Antell Nicholas B, Switzer Julie A, Schmidt Andrew H
From the Orthopaedic Trauma Institute, Department of Orthopaedics, University of California, San Francisco, CA (Dr. Antell) and the Department of Orthopaedic Surgery, University of Minnesota, Minneapolis, MN (Dr. Switzer and Dr. Schmidt).
J Am Acad Orthop Surg. 2017 Aug;25(8):577-585. doi: 10.5435/JAAOS-D-15-00510.

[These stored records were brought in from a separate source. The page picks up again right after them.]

PR #3080, opened 2026-08-11
SWC-7901 - Add JSON Schema selection state hooks

nickgros:
- Add useJsonSchemaSelection to manage schema/version selection state
- Add useJsonSchemaOrganizations to load organizations for selection
- Add VersionSelectionType to distinguish required vs. optional
  version selection

---

### DIFF
--- a/packages/synapse-react-client/src/components/JsonSchema/JsonSchemaPicker/VersionSelectionType.ts
+++ b/packages/synapse-react-client/src/components/JsonSchema/JsonSchemaPicker/VersionSelectionType.ts
@@ -1,0 +1,16 @@
+/**
+ * Documents the possible JsonSchemaPicker version selection configurations.
+ */
+export enum VersionSelectionType {
+  /**
+   * A specific, numbered semantic version must be selected. This is the default. Use this when
+   * the consumer needs a reference to a specific version of the schema, rather than "whichever
+   * version is newest."
+   */
+  REQUIRED = 'REQUIRED',
+  /**
+   * A specific numbered version may be selected, or the user may choose "Latest" to always
+   * reference whichever version of the schema is newest at the time of use.
+   */
+  LATEST_ALLOWED = 'LATEST_ALLOWED',
+}
--- a/packages/synapse-react-client/src/components/JsonSchema/JsonSchemaPicker/useJsonSchemaOrganizations.ts
+++ b/packages/synapse-react-client/src/components/JsonSchema/JsonSchemaPicker/useJsonSchemaOrganizations.ts
@@ -1,0 +1,54 @@
+import { useListOrganizations } from '@/synapse-queries'
+import { Organization } from '@sage-bionetworks/synapse-client'
+import { useEffect, useMemo, useRef, useState } from 'react'
+
+/**
+ * Option displayed as a disabled placeholder row while Organizations are still being fetched,
+ * so the loading state is reflected within the option list itself. This avoids relying on the
+ * Autocomplete's `loading` prop, which blocks the list from use while loading.
+ */
+export const LOADING_ORGANIZATIONS_OPTION: Organization = {}
+
+/**
+ * Lists every JSON Schema Organization, and optionally preselects one matching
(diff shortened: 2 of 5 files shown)


packages/synapse-react-client/src/components/JsonSchema/JsonSchemaPicker/VersionSelectionType.ts
```diff
@@ -0,0 +1,16 @@
+/**
+ * Documents the possible JsonSchemaPicker version selection configurations.
+ */
+export enum VersionSelectionType {
```
nickgros, line 4: Similar to entity finder, we can support different 'cases' where a version should or should not be picked.

packages/synapse-react-client/src/components/JsonSchema/JsonSchemaPicker/useJsonSchemaSelection.ts
```diff
@@ -0,0 +1,179 @@
...
+    setSelectedVersionInfo(undefined)
+    onSelectionChange(
+      resolveSelection(newSelectedSchema, undefined, versionSelectionType),
+    )
+
+    const requestId = ++requestIdRef.current
+
+    if (
+      newSelectedSchema &&
+      versionSelectionType === VersionSelectionType.REQUIRED
```
nickgros, line 146: Similar to the EntityFinder, the versions of the selected schema are lazy-loaded. The load is triggered at the time of selection. If selecting a version is required, then we fetch the versions in the click handler and pick the latest version after the fetch completes.

We track a `requestIdRef` to prevent a race where e.g. 

1. Selection 1 is started
2. Selection 2 is started
3. Selection 2's version fetch completes and `applyVersionSelection` is triggered
3. Selection 1's version fetch completes and `applyVersionSelection` is triggered, unexpectedly switching the user's selection back to (1)

packages/synapse-react-client/src/components/JsonSchema/JsonSchemaPicker/useJsonSchemaOrganizations.ts
```diff
@@ -0,0 +1,54 @@
...
+
+/**
+ * Lists every JSON Schema Organization, and optionally preselects one matching
+ * `defaultOrganizationName` once it becomes available.
+ */
+export function useJsonSchemaOrganizations(defaultOrganizationName?: string) {
+  const [selectedOrganization, setSelectedOrganization] =
+    useState<Organization | null>(null)
+
+  const { data, isLoading, isError, error } = useListOrganizations()
```
nickgros, line 20: As mentioned in #3079 , this fetches all organizations to support a client-side filter.

The UI flow is 

1. Pick an organization from the list
2. Pick a schema published by that organization

packages/synapse-react-client/src/components/JsonSchema/JsonSchemaPicker/useJsonSchemaOrganizations.ts
```diff
@@ -0,0 +1,54 @@
...
+    if (!hasAppliedDefaultOrganizationRef.current && defaultOrganizationName) {
+      const match = organizations.find(
+        org => org.name === defaultOrganizationName,
+      )
+      if (match) {
+        setSelectedOrganization(match)
+        hasAppliedDefaultOrganizationRef.current = true
+      }
+    }
+  }, [organizations, defaultOrganizationName])
```
nickgros, line 44: The picker will support a prop for a 'default' selected organization (which I think will be useful for ACT in the future JSON Schema AR editor).

We need this effect to conditionally sync the default value with the selected value _after_ the full list of organizations is fetched.

jay-hodgson: And in the unlikely event that the provided `defaultOrganizationName` does not match any `org.name`, it looks like no issue would be encountered (`setSelectedOrganization` would not be called, which is fine).

jay-hodgson (approved):

PR #3084, opened 2026-08-11
PORTALS-4325: Entity Page Redesign:  new Access and Permissions component

kianamcc:
Jira: https://sagebionetworks.jira.com/jira/software/c/projects/PLFM/boards/238?assignee=712020%3Aa7fbbeb0-d7a6-443a-9dd4-246363ff09dd&selectedIssue=PORTALS-4325

Screenshot 2026-08-11 at 2 07 51 PM
Screenshot 2026-08-11 at 2 08 11 PM
Screenshot 2026-08-11 at 2 08 53 PM
Not signed in:
Screenshot 2026-08-11 at 2 10 18 PM

### DIFF
--- a/packages/synapse-react-client/src/components/EntitySidebar/AccessAndPermissions.tsx
+++ b/packages/synapse-react-client/src/components/EntitySidebar/AccessAndPermissions.tsx
@@ -65,8 +65,10 @@ function AccessAndPermissions({
     ? 'contained'
     : 'outlined'
 
-  const checkIcon = <CheckCircleRoundedIcon sx={{ color: '#3E8379' }} />
-  const blockIcon = <BlockFlippedIcon sx={{ color: '#D42322' }} />
+  const checkIcon = (
+    <CheckCircleRoundedIcon className={styles.checkCircleIcon} />
+  )
+  const blockIcon = <BlockFlippedIcon className={styles.blockIcon} />
 
   const downloadIcon =
     canDownload && !hasUnmetAccessRequirement ? checkIcon : blockIcon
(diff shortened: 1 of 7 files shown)


kianamcc:
@jay-hodgson We have "request access" in both sidebar sections that open the same modal... is that ok?

jay-hodgson:
> @jay-hodgson We have "request access" in both sidebar sections that open the same modal... is that ok?

Does this new section mean that we can remove the existing Access entry?  (are there cases where the new component is not shown, where we would still want to show the other Access entry?)

packages/synapse-react-client/src/components/EntitySidebar/AccessAndPermissions.tsx
```diff
@@ -0,0 +1,148 @@
...
+    restrictionLevel !== undefined &&
+    restrictionLevel !== RestrictionLevel.OPEN
+  const accessButtonText = hasUnmetAccessRequirement
+    ? 'Request to download'
+    : 'View Terms'
+  const accessButtonVariant = hasUnmetAccessRequirement
+    ? 'contained'
+    : 'outlined'
+
+  const checkIcon = <CheckCircleRoundedIcon sx={{ color: '#3E8379' }} />
```
jay-hodgson: Move these color values to AccessAndPermissions.module.scss ?  Or perhaps even add to the theme?

jay-hodgson (approved):

kianamcc:
> (are there cases where the new component is not shown, where we would still want to show the other Access entry?)

This new section is rendered unconditionally. I think it covers the same access modal entry points so the old one could be removed but we would lose the access icon displays (though this is probably redundant anyways with the new sections status rows)

Screenshot 2026-08-12 at 12 53 33 PM

Screenshot 2026-08-12 at 12 55 02 PM

We could go ahead and remove them, leave it as is for now with duplication, or we could update hasAccess so that we only show the icon and keep only one entry point for opening the modal?

I'm leaning towards just removing haveAccess display in the About section.

packages/synapse-react-client/src/components/EntitySidebar/AccessAndPermissions.tsx
kianamcc: Moving to module scss but if there is reuse in the future I will move to theme.

PR #3086, opened 2026-08-12
SWC-7925

nickgros:
Fix chat attachment filename disappearing while message is processing

pendingAttachments was withdrawn as soon as an interaction's jobId was assigned (on the first PROCESSING poll), not once the job completed, so there was a real window with neither the draft-time filename nor the server-resolved attachmentStatuses available. Gate on isLast instead, so the fallback filename survives sent -> processing -> completed for the last interaction.

### DIFF
--- a/packages/synapse-react-client/src/components/SynapseChat/SynapseChat.test.tsx
+++ b/packages/synapse-react-client/src/components/SynapseChat/SynapseChat.test.tsx
@@ -1,11 +1,19 @@
 import { useChatState } from '@/components/SynapseChat/useChatState'
-import { mockAgentSession, mockChatAttachment } from '@/mocks/chat/mockChat'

The incidence of acetabular fractures in the elderly population is increasing. Fractures in this population differ from those in younger patients, with more frequent involvement of the anterior column, more comminution, and more severe articular impaction in elderly patients. Although acetabular fractures in geriatric patients are more likely the result of low-energy trauma, outcomes are generally poorer than those in young patients. Multiple management options have been proposed, but no intervention has become the standard of care for these fractures in the elderly. Patient characteristics (eg, prior ambulation status, functional capacity, bone quality), the nature of the fracture, and the experience of the treating orthopaedic surgeon all must be considered when choosing among nonsurgical treatment, percutaneous fixation, open reduction and internal fixation, and immediate or delayed arthroplasty. Each treatment option has the potential for satisfactory results in properly selected patients.
老年人群髋臼骨折的发病率正在上升。该人群的骨折与年轻患者不同,老年患者前柱受累更频繁、骨折更粉碎且关节撞击更严重。尽管老年患者的髋臼骨折更可能是低能量创伤的结果,但总体预后通常比年轻患者差。已经提出了多种治疗方案,但尚无一种干预措施成为老年髋臼骨折的标准治疗方法。在选择非手术治疗、经皮固定、切开复位内固定以及一期或二期关节置换时,必须考虑患者特征(如既往行走状态、功能能力、骨质)、骨折性质以及骨科治疗医生的经验。每种治疗方案在合适的患者中都有可能取得满意的效果。